Came across this, if not too late

 Townlands, parishes and baronies were the main geopolitical units
marked and named on the maps. These were standardised, defined and
fixed on the maps in a way they had never been before. Through the
choice of script style of the placename, linework marking the boundary
and the actual fixing of the boundary itself, the Ordnance Survey was
able to create an official and administrative landscape.
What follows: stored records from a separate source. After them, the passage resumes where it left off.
PR #1196, opened 2020-01-29
Simplify proof of other_adj in Equivalences.v

jdchristensen:
The first commit only moves code around, with _no changes_, except that I needed to remove the "Paths." prefix in a few other places to make the library compile.  The purpose of the move is to have `isequiv_ap` available when proving `other_adj`.

The second commit replaces the long proof of `other_adj` with a short proof that has no rewrites.

It's better to focus on the second commit to see what changed.

If I change the `Qed` at the end of `other_adj` to a `Defined`, then coq spins while checking Card.v.  The problem is in the call to `strip_truncations` in the `reduce` tactic during the proof of `exp_zero_card`.  It would be nice to make `other_adj` transparent, but if it's tricky to fix Card.v, then I'm happy with having this merged as is for now.

### DIFF
--- a/theories/Basics/Equivalences.v
+++ b/theories/Basics/Equivalences.v
@@ -101,108 +101,6 @@ Section IsEquivHomotopic.
 
 End IsEquivHomotopic.
 
-
-(** The inverse of an equivalence is an equivalence. *)
-Section EquivInverse.
-
-  Context {A B : Type} (f : A -> B) {feq : IsEquiv f}.
-  Open Scope long_path_scope.
-
-  Theorem other_adj (b : B) : eissect f (f^-1 b) = ap f^-1 (eisretr f b).
-  Proof.
-    (* First we set up the mess. *)
-    rewrite <- (concat_1p (eissect _ _)).
-    rewrite <- (concat_Vp (ap f^-1 (eisretr f (f (f^-1 b))))).
-    rewrite (whiskerR (inverse2 (ap02 f^-1 (eisadj f (f^-1 b)))) _).
-    refine (whiskerL _ (concat_1p (eissect _ _))^ @ _).
-    rewrite <- (concat_Vp (eissect f (f^-1 (f (f^-1 b))))).
-    rewrite <- (whiskerL _ (concat_1p (eissect f (f^-1 (f (f^-1 b)))))).
-    rewrite <- (concat_pV (ap f^-1 (eisretr f (f (f^-1 b))))).
-    apply moveL_M1.
-    repeat rewrite concat_p_pp.
-    (* Now we apply lots of naturality and cancel things. *)
-    rewrite <- (concat_pp_A1 (fun a => (eissect f a)^) _ _).
-    rewrite (ap_compose' f f^-1).
-    rewrite <- (ap_p_pp _ _ (ap f (ap f^-1 (eisretr f (f (f^-1 b))))) _).
-    rewrite <- (ap_compose f^-1 f).
-    rewrite (concat_A1p (eisretr f) _).
-    rewrite ap_pp, concat_p_pp.
-    rewrite (concat_pp_V _ (ap f^-1 (eisretr f (f (f^-1 b))))).
-    repeat rewrite <- ap_V; rewrite <- ap_pp.
-    rewrite <- (concat_pA1 (fun y => (eissect f y)^) _).
-    rewrite ap_compose', <- (ap_compose f^-1 f).
-    rewrite <- ap_p_pp.
-    rewrite (concat_A1p (eisretr f) _).
-    rewrite concat_p_Vp.
-    rewrite <- ap_compose.
-    rewrite (concat_pA1_p (eissect f) _).
-    rewrite concat_pV_p; apply concat_Vp.
-  Qed.
-
-  Global Instance isequiv_inverse : IsEquiv f^-1 | 10000
-    := Build_IsEquiv B A f^-1 f (eissect f) (eisretr f) other_adj.
-End EquivInverse.
-
-(** If the goal is [IsEquiv _^-1], then use [isequiv_inverse]; otherwise, don't pretend worry about if the goal is an evar and we want to add a [^-1]. *)
-Hint Extern 0 (IsEquiv _^-1) => apply @isequiv_inverse : typeclass_instances.
-
-(** [Equiv A B] is a symmetric relation. *)
-Theorem equiv_inverse {A B : Type} : (A <~> B) -> (B <~> A).
-Proof.
-  intro e.
-  exists (e^-1).
-  apply isequiv_inverse.
-Defined.
-
-Notation "e ^-1" := (@equiv_inverse _ _ e) : equiv_scope.
-
-Global Instance symmetric_equiv : Symmetric Equiv | 0 := @equiv_inverse.
-
-(** If [g \o f] and [f] are equivalences, so is [g].  This is not an Instance because it would require Coq to guess [f]. *)
-Definition cancelR_isequiv {A B C} (f : A -> B) {g : B -> C}
-  `{IsEquiv A B f} `{IsEquiv A C (g o f)}
-  : IsEquiv g
-  := isequiv_homotopic (compose (compose g f) f^-1)
-       (fun b => ap g (eisretr f b)).
-
-Definition cancelR_equiv {A B C} (f : A -> B) {g : B -> C}
-  `{IsEquiv A B f} `{IsEquiv A C (g o f)}
-  : B <~> C
-  := Build_Equiv B C g (cancelR_isequiv f).
-
-(** If [g \o f] and [g] are equivalences, so is [f]. *)
-Definition cancelL_isequiv {A B C} (g : B -> C) {f : A -> B}
-  `{IsEquiv B C g} `{IsEquiv A C (g o f)}
-  : IsEquiv f
-  := isequiv_homotopic (compose g^-1 (compose g f))
-       (fun a => eissect g (f a)).
-
-Definition cancelL_equiv {A B C} (g : B -> C) {f : A -> B}
-  `{IsEquiv B C g} `{IsEquiv A C (g o f)}
-  : A <~> B
-  := Build_Equiv _ _ f (cancelL_isequiv g).
-
-(** Combining these with [isequiv_compose], we see that equivalences can be transported across commutative squares. *)
-Definition isequiv_commsq {A B C D}
-           (f : A -> B) (g : C -> D) (h : A -> C) (k : B -> D)
-           (p : k o f == g o h)
-           `{IsEquiv _ _ f} `{IsEquiv _ _ h} `{IsEquiv _ _ k}
-: IsEquiv g.
-Proof.
-  refine (@cancelR_isequiv _ _ _ h g _ _).
-  refine (isequiv_homotopic _ p).
-Defined.
-
-Definition isequiv_commsq' {A B C D}
-           (f : A -> B) (g : C -> D) (h : A -> C) (k : B -> D)
-           (p : g o h == k o f)
-           `{IsEquiv _ _ g} `{IsEquiv _ _ h} `{IsEquiv _ _ k}
-: IsEquiv f.
-Proof.
-  refine (@cancelL_isequiv _ _ _ k f _ _).
-  refine (isequiv_homotopic _ p).
-Defined.
-
 (** Transporting is an equivalence. *)
 Section EquivTransport.
 
@@ -406,6 +304,12 @@ Definition isequiv_isequiv_postcompose {A B : Type} (f : A -> B)
 (* TODO *)
 *)
 
+(** ** Functorial action *)
+
+(** 'functor_path' is called [ap]. *)
+
+(** ** Equivalences between path spaces *)
+
 (** If [f] is an equivalence, then so is [ap f].  We are lazy and use [adjointify]. *)
 Global Instance isequiv_ap `{IsEquiv A B f} (x y : A)
   : IsEquiv (@ap A B f x y) | 1000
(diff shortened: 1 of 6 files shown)


theories/Basics/Equivalences.v
```diff
@@ -426,6 +330,101 @@ Global Instance isequiv_ap `{IsEquiv A B f} (x y : A)
...
+
+(** The inverse of an equivalence is an equivalence. *)
+Section EquivInverse.
+
+  Context {A B : Type} (f : A -> B) {feq : IsEquiv f}.
+
+  Theorem other_adj (b : B) : eissect f (f^-1 b) = ap f^-1 (eisretr f b).
+  Proof.
+    apply (equiv_inj (ap f)).
+    refine ((_ @ _ @ _)^ @ _).
```
mikeshulman: This is a much shorter and better proof than the one we had, but the way it's written right now I find very hard to follow.  It starts by breaking up the goal into a concatenation of four paths with totally unspecified intermediate points, then applies something to the fourth subgoal (which we can't even see completely) that instantiates one of the missing points in the first subgoal.  Then when it applies `ap_homotopic_id` the other endpoint of the first subgoal is _partially_ instantiated, but I don't immediately see what it gets instantiated to because the first subgoal disappears and is replaced by the remains-to-be-specified argument to `ap_homotopic_id` (in fact, it took me a while to figure out that that was what was appearing at that point).  Specifying that argument then completes the instantiation of that missing endpoint, which then appears in the second subgoal; and so on.

In general, I don't like proofs with lots of existential variables.  Among other things, this sort of causal flow of what gets instantiated by what is hard for me to follow.

Here are three reformattings of this proof (after the first `apply (equiv_inj (ap f))`) that I find easier to follow.  The first one applies lemmas in the same order as yours, but keeps a single subgoal throughout without any existential variables, so we can see it clearly as constructing a path step by step:
```
    refine (_ @ ap_compose _ _ _).
    refine (_ @ (ap_homotopic_id (eisretr f) _)^).
    refine (_ @ (concat_pp_V _ _)^).
    symmetry; apply eisadj.
```
The second one works from both sides instead of just one, allowing the use of `concat_A1p` instead of `ap_homotopic_id` (but requires moving `equiv_concat_r`, or some replacement for it, back into `Equivalences` as well):
```
    refine (_ @ ap_compose _ _ _).
    refine ((eisadj f (f^-1 b))^ @ _).
    apply (equiv_inj (equiv_concat_r (eisretr f b) _)); cbn; symmetry. 
    exact (concat_A1p (eisretr f) (eisretr f b)).
```
The third one is probably my favorite, despite being one line longer.  It starts by writing down the relevant naturality square (rather than sneakily setting things up for it to pop out of a hat), notices that something in it can be canceled on both sides, and then that the resulting path is a natural bridge between the two endpoints of the goal:
```
    assert (p := concat_A1p (eisretr f) (eisretr f b)).
    apply cancelR in p.
    refine (_ @ p^ @ _).
    - symmetry; apply eisadj.
    - apply ap_compose.
```

theories/Types/Paths.v
```diff
@@ -109,29 +109,6 @@ Proof.
   refine (H 1 q).
 Defined.
 
-(** ** Functorial action *)
-
-(** 'functor_path' is called [ap]. *)
-
-(** ** Equivalences between path spaces *)
-
-(** [isequiv_ap] is in Equivalences.v  *)
```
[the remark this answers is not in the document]
jdchristensen: Sure, I'll do that.

theories/Basics/Equivalences.v
jdchristensen: Thanks for the feedback.  If I were to prove this on paper, I would do it as a displayed sequence of equalities going from the RHS to the LHS.  I in particular find the last proof you propose a bit jarring, since it pulls something out of a hat that it isn't obvious we'll need.  Your first proof is fine, but I don't like having to know how many underscores to provide to each lemma.  I'm about to push a version that handles your complaints about the visibility of goals by using braces and by inlining the use of eisretr.  I added a comment which should also help make it clear to the reader what is happening, and moved the symmetry into each step so the goals are visibly going from right to left.  Let me know what you think.

jdchristensen:
Two questions:  should the name `other_adj` be changed to something more useful globally?  `eisadj'`?

And what about the `Qed` vs `Defined` issue?

theories/Basics/Equivalences.v
Alizter: It would be nice if we had a tactic that for a given relation, you supply a list of midpoints, and it generates goals for paths (or relations) between those midpoints. This would seem to more closely adhere to on paper reasoning. I think lean has something similar to this?

My personal taste, is that the first proof is the most readable. But I agree that it looks a bit intimidating with all the underscores. For me, this is something you just get used to.

Also don't forget, you can always add in comments in proofs if you think it is confusing!

theories/Basics/Equivalences.v
```diff
@@ -426,6 +330,101 @@ Global Instance isequiv_ap `{IsEquiv A B f} (x y : A)
...
+    4: apply ap_compose.
+    - serapply ap_homotopic_id.
+      intro; apply eisretr.
+    - simpl.  apply concat_pp_V.
+    - apply eisadj.
+  Qed.
```
Alizter: I think this is fine to make `Defined`. I think the only reason that it was `Qed` before is that we never really noticed that it was proof irrelevant was because we never needed it to be relevant elsewhere. I suspect that the length of the previous proof was the reason that compelled whoever to use Qed here.

Alizter:
@jdchristensen Regarding the name. `eisadj'` might suggest `eisadj` but taking equivalent but different arguments. What about `eisadj_other`?

theories/Basics/Equivalences.v
jdchristensen: @Alizter See my first comment about the problem in Card.v

jdchristensen:
I like `eisadj_other`.

theories/Basics/Equivalences.v
jdchristensen: @Alizter This is presumably related to #1091 about `trunc_equiv` needing to be opaque.  Maybe we can change Card.v or `strip_truncations` so that both `other_adj` and `trunc_equiv` can be made transparent.

jdchristensen:
@Alizter There's a build failure involving CayleyDickson.v, which wasn't in my repo when I tested my set-up.  But I don't see how my changes could make `Square` unavailable. 

```
HOQC theories/Homotopy/CayleyDickson
File "./theories/Homotopy/CayleyDickson.v", line 261, characters 12-18:
Error: The reference Square was not found in the current environment.
```

Alizter:
@jdchristensen That's my fault, I didn't restart travis before I merged CayleyDickson earlier today. I will submit a quickfix now.

Alizter:
Sorry about that I have created a PR #1198 so resolve that issue.

theories/Basics/Equivalences.v
jdchristensen: There is the `path_via` tactic which lets you specify one midpoint.  But I think that the new proof I pushed is pretty transparent.  It simply changes the RHS to the LHS in four easy steps.

theories/Basics/Equivalences.v
mikeshulman: Yes, I've been meaning to look back at that.  It ought to be possible to fix.

mikeshulman:
Does it really need a better name on its own, since it can always be referred to as `eisadj (f^-1)`?

jdchristensen:
Well, it's in the global namespace, and `other_adj` is pretty vague.

mikeshulman:
It doesn't need to be in the global namespace.  In fact we could just prove `isequiv_inverse` directly without stating `other_adj` as a lemma.

jdchristensen:
Good point.  Want me to change it to be like that?

jdchristensen:
I would get rid of the Section as well, then.

mikeshulman:
At the moment I don't see a downside of that, so sure, let's try it.

mikeshulman:
Actually, I realized there is a bit of a subtlety with opacity (`Defined` vs `Qed`).  The definition of `isequiv_inverse` needs to be transparent.  So unless we can fix the problem preventing `other_adj` from being opaque, we need to either define it separately as a lemma that we can prove with `Qed`, or surround the corresponding subgoal in the proof of `isequiv_inverse` with `abstract`.  (The latter has the disadvantage that all the periods need to be changed to semicolons, so that anyone wanting to step through it has to manually change them back.)

jdchristensen:
Actually, because of the problem in Card.v, the lemma needs to be opaque, but we probably don't want `isequiv_inverse` opaque.  I could maybe handle this with `abstract`, but then it seems like we couldn't step through the proof of the lemma anymore.  So maybe I should leave it like it is until the problem in Card.v is sorted out.

mikeshulman:
Haha, jinx!

jdchristensen:
Unless it's a quick fix to Card.v, let's leave that problem aside.  I can update #1091 to include inlining `other_adj` into `isequiv_inverse`.  And so I'll rename `other_adj` to `eisadj_other` in the meantime.  I'll push this after the build fix is merged, to trigger a new build of this PR.

Alizter:
@jdchristensen Alright, all fixed!

jdchristensen:
`other_adj` was also used in HoTTBook.v.

Alizter:
If we use `Defined` but then set it as opaque straight after, shouldn't this have a different behavior to `Qed`? AFAIK this just discourages coq from trying to unfold the term but it isn't really opaque. I could be wrong though.

mikeshulman:
An even more descriptive name would be `eisadj_isequiv_inverse`.

jdchristensen:
But the other way to look at it is that for a given equivalence `e`, there are two adjoint laws that hold, and this is the proof of the other one.  That's the context where I at one point needed this (and wanted it to compute), although after some rearranging I don't need it anymore.

mikeshulman:
Yes, that's true.

jdchristensen:
@Alizter Your approach might work, but if the problem in Card.v is fixed, then it won't be necessary.  So since there's no immediate need for this to be transparent, I think we should hold off on trying what you suggest.

theories/Basics/Equivalences.v
mikeshulman: This is a bit better, I guess.  I still like seeing the other endpoint at each step as we go through, rather than `?Goal0`.  I don't mind having to give the underscores, but you could avoid it with something like:
```
    refine (_ @ _); [ | apply ap_compose ].
    refine (_ @ _); [ | symmetry; apply (ap_homotopic_id (eisretr f)) ].
    refine (_ @ _); [ | symmetry; apply concat_pp_V ].
    symmetry; apply eisadj.
```
I don't find `assert (p := concat_A1p (eisretr f) (eisretr f b))` any less motivated than `apply (ap_homotopic_id (eisretr f))`.  Both of them pull a naturality square out of a hat when all we see in front of us is one side of that square.

jdchristensen: I think we're quibbling a bit here.  Remember that 24 hours ago, the proof was:

```
   (* First we set up the mess. *)
   rewrite <- (concat_1p (eissect _ _)).
   rewrite <- (concat_Vp (ap f^-1 (eisretr f (f (f^-1 b))))).
   rewrite (whiskerR (inverse2 (ap02 f^-1 (eisadj f (f^-1 b)))) _).
   refine (whiskerL _ (concat_1p (eissect _ _))^ @ _).
   rewrite <- (concat_Vp (eissect f (f^-1 (f (f^-1 b))))).
   rewrite <- (whiskerL _ (concat_1p (eissect f (f^-1 (f (f^-1 b)))))).
   rewrite <- (concat_pV (ap f^-1 (eisretr f (f (f^-1 b))))).
   apply moveL_M1.
   repeat rewrite concat_p_pp.
   (* Now we apply lots of naturality and cancel things. *)
   rewrite <- (concat_pp_A1 (fun a => (eissect f a)^) _ _).
   rewrite (ap_compose' f f^-1).
   rewrite <- (ap_p_pp _ _ (ap f (ap f^-1 (eisretr f (f (f^-1 b))))) _).
   rewrite <- (ap_compose f^-1 f).
   rewrite (concat_A1p (eisretr f) _).
   rewrite ap_pp, concat_p_pp.
   rewrite (concat_pp_V _ (ap f^-1 (eisretr f (f (f^-1 b))))).
   repeat rewrite <- ap_V; rewrite <- ap_pp.
   rewrite <- (concat_pA1 (fun y => (eissect f y)^) _).
   rewrite ap_compose', <- (ap_compose f^-1 f).
   rewrite <- ap_p_pp.
   rewrite (concat_A1p (eisretr f) _).
   rewrite concat_p_Vp.
   rewrite <- ap_compose.
   rewrite (concat_pA1_p (eissect f) _).
   rewrite concat_pV_p; apply concat_Vp.
```

While I agree in general that it can be helpful to see both sides of the equation, if you look at the first three steps of the above proof, they are all doing easy rewrites of the RHS: replacing `ap f (ap g ...)` with `ap (f o g) ...`, rewriting `ap h` when `h` is known to be homotopic to the identity, and cancelling paths.  I don't see how knowing the LHS is relevant.  I also don't think that the use of `ap_homotopic` can be a surprise, since the term you have at that point is `ap` applied to a function that is homotopic to the identity.

Regarding the proposal with `[ | ...]`, I considered that, but felt like it was unnecessarily raising the level of knowledge needed by the reader.

Maybe this is when I should mention my rewriting library.  With my tactics, the entire proof becomes:

```
    apply (equiv_inj (ap f)).
    rewriterV ap_compose.
    rewriter (ap_homotopic_id (eisretr f)).
    rewriter concat_pp_V.
    rewriter eisadj.
```

It produces a definitionally equivalent proof term, and you see both sides of the equation all the way along.  My plan was to bring these tactics up for discussion later this week, and I'd rather not hold up this pull request while we discuss my rewriting library.

theories/Basics/Equivalences.v
```diff
@@ -426,6 +326,101 @@ Global Instance isequiv_ap `{IsEquiv A B f} (x y : A)
...
+(** The inverse of an equivalence is an equivalence. *)
+Section EquivInverse.
+
+  Context {A B : Type} (f : A -> B) {feq : IsEquiv f}.
+
+  Theorem eisadj_other (b : B) : eissect f (f^-1 b) = ap f^-1 (eisretr f b).
+  Proof.
+    apply (equiv_inj (ap f)).
+    (* We will prove the equality as a composite of four paths, working right to left. *)
+    refine (_ @ _ @ _ @ _).
```
JasonGross: If you do
```suggestion
    refine (_ @ _ @ _ @ _); revgoals.
```
then you won't need to prefix the subgoals with numbers.  Feel free to do this, or not, as you'd prefer.

theories/Basics/Equivalences.v
mikeshulman: Well, it seems we have different aesthetics for tactic proofs.  (-:  But I'll stop complaining.

theories/Basics/Equivalences.v
jdchristensen: Thanks, that's a nice tool to know for this right-to-left situation!  I'd like to make this change, but will that reopen the discussion or be quickly accepted?  :smile:

mikeshulman: Speaking for myself, I'll quickly accept it.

Today, for
example, townlands still define the land division for such state institutions
as the Department of Agriculture (for keeping track of veterinary
78 Landscape, Memory and History
 service and, more recently, the spread of foot and mouth disease).
Townlands are the basis for recording the national census and form the
boundaries of electoral wards (Canavan 1991; Dallat 1991). Measuring
and fixing the townland boundary sometimes resulted in altering that
townland, by combining smaller townlands or by dividing larger
townlands. But while the Ordnance Survey fixed these boundaries on the
maps for administrative purposes, local social meaning and histories
were also being scripted in the maps.
Baronies correspond closely to the old Gaelic Tuath  or tribal division
and it was upon this land division unit that taxes were levied during the
seventeenth and eighteenth centuries. Parishes (many dating from the
twelfth century) were a religious division of land over which local clergy
had jurisdiction. But it was the townland that was (and is) the distinguishing,
albeit invisible, landscape feature of Ireland. Many townland
names are of great antiquity and they are important not just because
they became the unit for administration during the nineteenth-century
on the Ordnance Survey maps, but because townlands are the centralising
focus of social identity in rural Ireland. ‘Centuries old, they have
not only defined the land but the people’ (Canavan 1991: 49). They are
imbued with memory and tradition through local knowledge of events or
experiences that occurred at that place. They locate where one lives,
linking one’s identity to belonging in land and home (Lovell 1998).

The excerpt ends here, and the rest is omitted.